Issue #2930, opened 2024-09-11
[BUG] Batch ingestion API bugs


ylwu-amzn:
Test with OS2.17 RC4 
```
POST /_plugins/_ml/_batch_ingestion
{
  "index_name": "my-test1",
  "field_map": {
    "_id": "$.recordId",
    "embedding": "source[0].$.modelOutput.embedding"
  },
  "credential": {
    "region": "us-east-1",
    "access_key": "xxx",
    "secret_key": "xxx",
    "session_token": "xxx"
  },
  "data_source": {
    "type": "s3",
    "source": ["s3://ylwu-model-test-output/cszce2bsex07/my_batch2.jsonl.out"]
  }
}
```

*What the task requires*
Nothing should be omitted or altered. Retype the records exactly.

*Reply to the task*
Issue #2930, opened 2024-09-11
[BUG] Batch ingestion API bugs


ylwu-amzn:
Test with OS2.17 RC4 
```
POST /_plugins/_ml/_batch_ingestion
{
  "index_name": "my-test1",
  "field_map": {
    "_id": "$.recordId",
    "embedding": "source[0].$.modelOutput.embedding"
  },
  "credential": {
    "region": "us-east-1",
    "access_key": "xxx",
    "secret_key": "xxx",
    "session_token": "xxx"
  },
  "data_source": {
    "type": "s3",
    "source": ["s3://ylwu-model-test-output/cszce2bsex07/my_batch2.jsonl.out"]
  }
}
```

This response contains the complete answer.